« Quant à moi, seul du clan à penser juste et à marcher droit, j’essaierai de dépasser le score de Roger Walkowiak dans son quart de finale au championnat de France deux mille trois en duplicate. Pour un jour aussi moche et blessant qu’aujourd’hui, je ne vois pas ce que je pourrais espérer de mieux. »
Ainsi se termine le dernier roman d’Emmanuel Venet, bel auteur de la maison Verdier qui se consacre avec une ardeur constante à révéler les voix majeures de notre littérature, des plus célèbres (Michon, Bergougnioux, Rolin…) à celles en attente d’une véritable reconnaissance, Emmanuel Venet en faisant évidemment partie.
Marcher droit, tourner en rond dure le temps d’une célébration mortuaire. Une certaine Madame Vauquelin de la Pastorale diocésaine de Sainte-Foy-Laval (épargnez-vous la recherche, ce lieu n’existe pas), encense la destinée de Marguerite, aïeule de la famille Boyer qui assiste-là à son enterrement de quasi centenaire : « Certes, elle est morte une semaine seulement avant son centième anniversaire, il s’en fallait donc de peu, mais en toute rigueur le compte n’y était pas. »
Dans la foule réunie se trouve son petit-fils, le seul semble-t-il à récuser l’éloge fait par Madame Vauquelin. C’est lui que nous entendons tout au long de ce réquisitoire à l’encontre non seulement de cette grand-mère Marguerite mais aussi de tante Lorraine, tante Solange et encore de ses cousines Marie et Christelle, bref un dépliage familial qui prend très vite des allures de règlements de comptes. La charge est d’autant plus sévère qu’elle provient d’un homme - notre narrateur - atteint du syndrome d’Asperger. Son intelligence est de ce fait attisée au détriment de ses relations sociales difficiles. Pour compléter l’affaire, son aversion pour l’hypocrisie régnant au sein de sa famille l’isole considérablement et comme nul n’ignore sa maladie sans pour autant l’accepter, ses proches, à la moindre parole teintée d’une vérité désagréable, le renvoie à ses deux passions, le jeu de Scrabble où il excelle et son érudition étourdissante pour les accidents d’avions.
Il n’empêche, une lucidité et des principes moraux inébranlables lui servent à dénoncer les uns après les autres chaque travers hypocrite qui entache depuis des lustres l’histoire familiale.

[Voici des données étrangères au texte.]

PR #10934, opened 2026-07-31
feat(llm-gateway): consolidate safe auto-router

undivisible:
## Summary

- Enforces that every prod-ready catalog entry matches its serving surface and active provider/model, with a real eval suite.
- Runs the capability smoke through the configured resolver and executor by default; synthetic mode is test-only.
- Removes inactive benchmark proposal tooling that could not emit a valid serving change.
- Hot-reloads the gateway config on YAML mtime change, including catalog demotions.
- Emits shared fallback telemetry when a failed reload falls back to the previously loaded config.

## Merge with main

The lane catalog and main's model_config-derived lanes conflicted. Resolved in favour of
main's shipped behaviour: `utils.llm.model_config` stays the source of truth for the feature
lanes it generates, and the catalog governs the hand-authored serving YAML only. Gating
generated lanes on the catalog would have cut the served set from 42 lanes to 2.
`GatewayConfig.generated_lane_ids` records which lanes are generated so
`validate_serving_config` skips them; catalog demotion still narrows the hand-authored
serving set, which is the safety property this PR adds.

## Validation

- `backend/.venv/bin/python -m pytest tests/unit/llm/test_lane_catalog.py tests/unit/llm_gateway/ tests/unit/test_llm_gateway_config.py tests/unit/test_llm_gateway_readiness.py tests/unit/test_llm_gateway_coverage_guardrails.py tests/unit/test_llm_gateway_anthropic_passthrough.py tests/unit/test_llm_gateway_output_budget.py -q` (164 passed)
- `backend/.venv/bin/python scripts/scan_async_blockers.py --dirs backend/llm_gateway`
- `make preflight`

- INV-INT-1

## Failure class (fixes)

Failure-Class: none


Git-on-my-level (commented):
Thanks for consolidating this behind the LLM gateway. The overall direction looks useful: the catalog/serving split, fake-default capability smoke, benchmark-to-proposed-artifact emitter, and mtime-based config reload all help keep the auto-router rollout controlled rather than widening production routing accidentally.

I’m leaving this as maintainer-review feedback rather than approval because the PR is still draft, backend checks are currently failing, and this is product/architecture-sensitive LLM routing work that should get human maintainer sign-off before merge.

A few review notes for the next pass:

- Please get the backend gate green before marking ready. GitHub currently reports failures in Backend unit suite, Hermetic Backend E2E, and the Backend Hermetic Merge Gate. The E2E failure is in the listen/STT language path, so it may be pre-existing or unrelated, but it still needs either a green rerun or a clear note explaining why it is not caused by this head.
- The serving/catalog boundary is the right shape for safe rollout. Before merge, I’d like a maintainer to confirm the exact prod-ready lane set and the behavior where adding/flipping a catalog entry can change the resolver allowlist after config reload.
- The new AA benchmark fetch path is appropriately optional/fallback-based from a quick static review. Please keep validating that no benchmark fetch/cache path can mutate the live serving artifacts directly; the proposed-artifact-only contract is important here.
- Since this changes model-routing infrastructure, please keep the PR validation focused on the real gateway path plus the emitter/smoke path. The added unit coverage is good, but human review should still confirm the rollout policy and operational ownership.

No urgent security/supply-chain issue found in this pass.

---

Git-on-my-level (dismissed):
Thanks for the continued work here. I found one concrete blocker in the benchmark refresh path that should be fixed before this is considered ready:

- `BenchmarksFetcher` defaults its fallback file to `backend/llm_gateway/gateway/_private/benchmarks.example.json`, but this PR does not add that file. With `AA_API_KEY` unset, `BenchmarksFetcher().fetch()` logs the intended fallback and then raises `FileNotFoundError` instead of returning example data. The same missing file also breaks the successful-AA path when it calls `_merge_with_uncovered_tasks(..., self._load_example())`, so STT/embedding preservation depends on a file that is not present. I reproduced this on the PR head by directly exercising the fetcher fallback path; it tried to open `/workspace/omi-pr-10934-review/backend/llm_gateway/gateway/_private/benchmarks.example.json`.

Please either commit the fallback fixture at the path the fetcher uses, point the fetcher at a real committed fallback payload, or make the scheduled/emitter path supply the fallback explicitly, and add a behavioral test that calls `fetch()` with no `AA_API_KEY` plus the AA-success merge path. The intended fallback behavior is important because this tooling is supposed to be safe/offline by default rather than failing the scheduled rotation path when the external benchmark key is absent or unavailable.

I am not approving this because the PR is still draft, checks are failing, and this model-routing/rollout path still needs human maintainer review before merge. No urgent security issue found in this pass.

---

Git-on-my-level (dismissed):
Thanks for the update here. The previous benchmark fallback blocker appears to be resolved on this head because the inactive benchmark proposal/fetcher tooling is no longer present in the final diff.

I found one new blocker in the config reload path that should be fixed before this is ready:

- `GatewayConfigReloader._load()` passes `required_lane_ids=get_supported_auto_lane_ids()` before `load_gateway_config()` reads the changed catalog file. Since the resolver catalog is process-cached, a running gateway can keep using the old prod-ready set when `lanes_catalog.yaml` changes. I reproduced this by priming the resolver catalog, demoting `omi:auto:public-shared-conversation-chat` in a copied catalog, and calling `GatewayConfigReloader.get()` again: the reload returned the stale cached config and kept `omi:auto:public-shared-conversation-chat` in `cfg.lanes` instead of narrowing the serving set. That means the intended “next request after merge sees the new artifact/catalog” behavior can fail specifically for catalog demotions/removals, leaving a lane servable until process restart.

Please make the reload path derive required lane IDs from the same freshly loaded catalog/config snapshot (or remove the stale resolver-derived requirement) and add a regression test that changes a prod-ready catalog entry to non-prod-ready and verifies the hot-reloaded config narrows the served lane set rather than returning stale.

I’m requesting changes rather than approving because the PR is still draft, the Hygiene check is failing, and this model-routing/config-reload behavior needs human maintainer sign-off before merge. No urgent security issue found.

---

Git-on-my-level (commented):
Thanks for the update. I re-reviewed the current head and the prior config hot-reload blocker looks resolved: `GatewayConfigReloader._load()` now loads the changed catalog first, passes that fresh catalog into `load_gateway_config()`, and only then updates the resolver catalog. The new regression `test_reloader_removes_demoted_catalog_lane` covers the demotion/removal case that previously kept `omi:auto:public-shared-conversation-chat` servable until restart.

Validation I ran locally on this head:

- `.venv/bin/python -m pytest tests/unit/llm/test_lane_catalog.py tests/unit/llm_gateway/test_capability_smoke.py tests/unit/llm_gateway/test_config_reload.py tests/unit/llm_gateway/test_daily_refresh.py -q` — 110 passed
- `.venv/bin/python scripts/scan_async_blockers.py --dirs llm_gateway` — 0 selected blocking findings

I don't see a remaining automation blocker in this diff, and the category remains backend. I’m not approving because this is still a draft and it changes LLM gateway routing/config reload/smoke behavior, so it still needs human maintainer sign-off before merge. No urgent security issue found.

---

Git-on-my-level (commented):
Thanks for the latest update. I re-checked this head against the earlier automation feedback:

- The previous benchmark fallback and catalog hot-reload blockers appear resolved in the current diff; the inactive benchmark proposal/fetcher path is gone, and the reloader now loads the changed catalog before refreshing the gateway config/resolver catalog.
- GitHub currently reports the relevant backend and hygiene checks passing on this head, which is good progress.
- I still would not merge this without human maintainer sign-off: it is still a draft, currently carries `needs-rebase`, and it changes LLM gateway routing/config reload/capability-smoke behavior. That rollout/operational boundary is a maintainer judgment call even though I do not see a new concrete automation blocker in this pass.

No urgent security/supply-chain issue found.

---

undivisible:
Rebased onto current `main` and addressed the open items.

**The `needs-rebase` conflict changed this PR's core policy — please look here first.**

`main` now generates a gateway lane for every `utils.llm.model_config` feature (42 served lanes, incl. the chat-agent Luna migration and the translation lane). This branch gated serving on `prod_ready` catalog entries, which on the merged tree would have cut the served set to **2 lanes** and silently stopped serving the other 40.

Resolved in favour of `main`'s shipped behaviour: `model_config` stays the source of truth for the lanes it generates, and the catalog governs the hand-authored serving YAML (`lanes.yaml` + `route_artifacts.yaml`) only. `GatewayConfig.generated_lane_ids` records which lanes are generated so `validate_serving_config` skips them. Catalog demotion still narrows the hand-authored serving set, so the hot-reload guarantee you verified is intact.

This means the "narrow the prod-ready lane set" outcome is **not** in this PR. That is the maintainer call you flagged; happy to do it as a follow-up once the intended prod-ready set is decided.

Also fixed:

- `get_gateway_config` became a coroutine on this branch but `main.lifespan` still called it synchronously, so startup raised `AttributeError: 'coroutine' object has no attribute 'lanes'` and aborted the lifespan. Now awaited, with the lifespan test updated.
- The reloader's stale-config fallback was silent. It now calls the shared `record_fallback` helper (`component=llm_gateway`, `to_mode=stale_config`, `outcome=degraded`) per `docs/agents/fallback-telemetry.md`, with a regression test.

Verification on this head:

- `pytest tests/unit/llm/ tests/unit/llm_gateway/ tests/unit/test_llm_gateway_*.py tests/unit/test_verify_llm_gateway_serving.py -q` → 320 passed
- `make preflight` → 23 checks passed
- `scripts/scan_async_blockers.py --dirs llm_gateway` → 0 blocking findings

Leaving as draft pending your call on the lane-set question above.

Git-on-my-level:
Thanks for the continued iteration here. I re-reviewed the current head and this is moving in a good direction, but I’m still leaving it for human maintainer review rather than approval because it is still a draft and it changes the LLM gateway’s routing/config reload behavior.

- `backend/llm_gateway/gateway/config_loader.py` now keeps `utils.llm.model_config` generated lanes as their own source of truth while applying the new catalog only to hand-authored serving YAML. The explicit `OMI_LLM_GATEWAY_SERVING_LANES` / `OMI_LLM_GATEWAY_SERVING_LANES_DROP_CONFIRM` guard is a good fail-closed shape for intentional lane narrowing.
- `backend/llm_gateway/gateway/lane_catalog.py` validates prod-ready catalog entries against serving config, provider/model, and route artifacts, and `backend/llm_gateway/config/lanes_catalog.yaml` keeps non-evaluated lanes catalog-only. That addresses the earlier concern about placeholder or dev-only lanes becoming silently servable.
- `backend/llm_gateway/gateway/config_reload.py` refreshes the catalog before rebuilding gateway config and then updates the resolver catalog, so catalog demotions should take effect without a restart; the new reload tests cover the demotion path.
- `backend/llm_gateway/scripts/capability_smoke.py` plus `backend/llm_gateway/scripts/deterministic_provider.py` keep the default CI/test smoke deterministic via `--provider fake`, while the real provider remains explicitly selectable for operator validation.
- `backend/llm_gateway/main.py`, `backend/llm_gateway/routers/dependencies.py`, and `backend/llm_gateway/routers/health.py` correctly await the hot-reloaded config path, and the OpenAI/Anthropic routers continue to use FastAPI’s async dependency injection for request handling.
- `docs/doc/developer/backend/llm_gateway.mdx` adds operator-facing guidance for the serving-lane allowlist. Because this documentation can influence future AI coding/review agents and operators working in this repo, the maintainer consequence is that agents may now treat lane narrowing as an explicit, confirmation-gated operational mode. The guidance looks safe and aligned with the implementation, but it still deserves maintainer sign-off because it documents production LLM-gateway behavior.

Validation I ran locally on this head:
- Focused backend gateway suite: 96 passed.
- Deterministic capability smoke with the fake provider: 2 lanes passed, 0 failed.

No blocking implementation issue found in this pass. Remaining merge blockers are qualitative/process: the PR is draft, currently carries rebase/workflow/human-review labels, and changes a security/operations-sensitive model-routing surface. Leaving this for human maintainer review of the LLM-gateway rollout direction and operational risk.

— Reviewed by glm-5.2 for Omi maintainer automation.

AI disclosure: this feedback was generated by Omi’s AI maintainer-review automation.

---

On croit par instants tenir un Thomas Bernhard français, une jouissance honteuse en découle lorsque la méchanceté talentueuse d’Emmanuel Venet devient un hilarant exercice de style.
Et il y a de quoi rire dans ce décryptage d’une famille que l’on reconnaîtrait sans peine à travers tout notre territoire car quels faits plus rassembleurs que ceux, par exemple, de la première guerre mondiale où les victimes se sont éparpillées en nombre dans nos familles ? Mais aussi, qu’y a t-il de plus sombre que des histoires de coucheries, de tromperies et de violences conjugales cachées depuis la nuit des temps dans l’intimité des mariages et encore, combien compte-t-on de triviales affaires d’argent et de complots qui émaillent de silencieux calculs lorgnant des héritages ?
Marcher droit, tourner en rond se charge de raconter tout cela avec le ton de quelqu’un qui se sait nullement entendu en raison de sa maladie totalement assumée mais à jamais incomprise.
Drame supplémentaire de ce personnage déterminé à ne rien cacher de lui-même, l’échec de sa vie sentimentale qui n’est pas en soi une surprise mais qui atteint une dimension burlesque lorsque l’amour irraisonné de notre champion de Scrabble pour sa belle et inaccessible Sylvie Sylvestre-Lachenal, rencontrée au collège mais jamais conquise, se conclue bien des années plus tard par une interdiction juridique d’approcher celle-ci de quelque façon que ce soit.
Emmanuel Venet ajoute alors un ingrédient subtil à son roman qui détourne soudainement l’empathie éprouvée jusque-là envers ce témoignage forcené d’un déçu de la vie.
Cependant, les plus belles et émouvantes pages de Marcher droit se tiennent dans l’évocation des deux grands-pères (André et Adrien) qu’il serait injuste d’oublier. Deux autres grands désoeuvrés de la société dont la mémoire réhabilitée par leur petit-fils permet à ce dernier de s’extirper d’une solitude implacable. Ces pages-là sont incontestablement les poutres maîtresses de Marcher droit, sa poésie et sa lumière.